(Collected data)
────────────────────────────────────────

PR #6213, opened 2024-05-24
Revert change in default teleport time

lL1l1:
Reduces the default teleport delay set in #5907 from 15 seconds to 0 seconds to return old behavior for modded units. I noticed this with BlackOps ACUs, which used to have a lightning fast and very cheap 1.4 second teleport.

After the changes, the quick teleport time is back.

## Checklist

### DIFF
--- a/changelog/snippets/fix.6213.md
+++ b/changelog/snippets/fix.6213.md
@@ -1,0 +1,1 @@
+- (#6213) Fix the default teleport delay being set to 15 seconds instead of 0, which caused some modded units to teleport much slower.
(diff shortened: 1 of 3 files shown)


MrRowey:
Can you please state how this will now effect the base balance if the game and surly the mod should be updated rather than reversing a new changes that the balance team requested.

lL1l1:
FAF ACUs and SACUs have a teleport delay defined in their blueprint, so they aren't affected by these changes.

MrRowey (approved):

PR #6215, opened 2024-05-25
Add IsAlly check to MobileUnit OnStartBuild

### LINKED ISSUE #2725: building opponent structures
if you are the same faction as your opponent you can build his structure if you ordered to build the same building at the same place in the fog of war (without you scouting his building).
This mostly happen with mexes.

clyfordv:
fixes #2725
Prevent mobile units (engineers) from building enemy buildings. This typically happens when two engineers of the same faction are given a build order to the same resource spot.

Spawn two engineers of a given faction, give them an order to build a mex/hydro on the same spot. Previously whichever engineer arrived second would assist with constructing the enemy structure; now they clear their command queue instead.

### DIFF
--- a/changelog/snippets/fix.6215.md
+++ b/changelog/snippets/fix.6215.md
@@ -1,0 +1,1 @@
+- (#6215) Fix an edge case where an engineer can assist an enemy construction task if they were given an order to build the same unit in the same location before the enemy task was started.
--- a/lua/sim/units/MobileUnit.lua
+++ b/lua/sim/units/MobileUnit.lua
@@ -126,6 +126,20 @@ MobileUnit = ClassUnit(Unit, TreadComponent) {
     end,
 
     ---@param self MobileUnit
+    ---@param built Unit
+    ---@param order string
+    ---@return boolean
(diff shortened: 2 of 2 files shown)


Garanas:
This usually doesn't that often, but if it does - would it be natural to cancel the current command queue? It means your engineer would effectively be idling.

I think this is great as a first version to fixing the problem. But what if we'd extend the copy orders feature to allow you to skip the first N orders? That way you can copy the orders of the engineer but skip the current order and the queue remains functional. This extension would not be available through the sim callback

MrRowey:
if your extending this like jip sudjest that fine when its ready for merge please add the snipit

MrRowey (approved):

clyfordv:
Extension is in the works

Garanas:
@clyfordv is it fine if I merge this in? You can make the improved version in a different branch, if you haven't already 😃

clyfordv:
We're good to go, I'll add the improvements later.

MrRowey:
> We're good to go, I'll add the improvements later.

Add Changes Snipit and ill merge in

────────────────────────────────────────

→ **What you are asked to do**
Could you restate word for word the lines above, from the one that contains "---@param order string" through the one that contains "This usually doesn't", and no others?

→ **Finished exercise**
+    ---@param order string
+    ---@return boolean
(diff shortened: 2 of 2 files shown)


Garanas:
This usually doesn't that often, but if it does - would it be natural to cancel the current command queue? It means your engineer would effectively be idling.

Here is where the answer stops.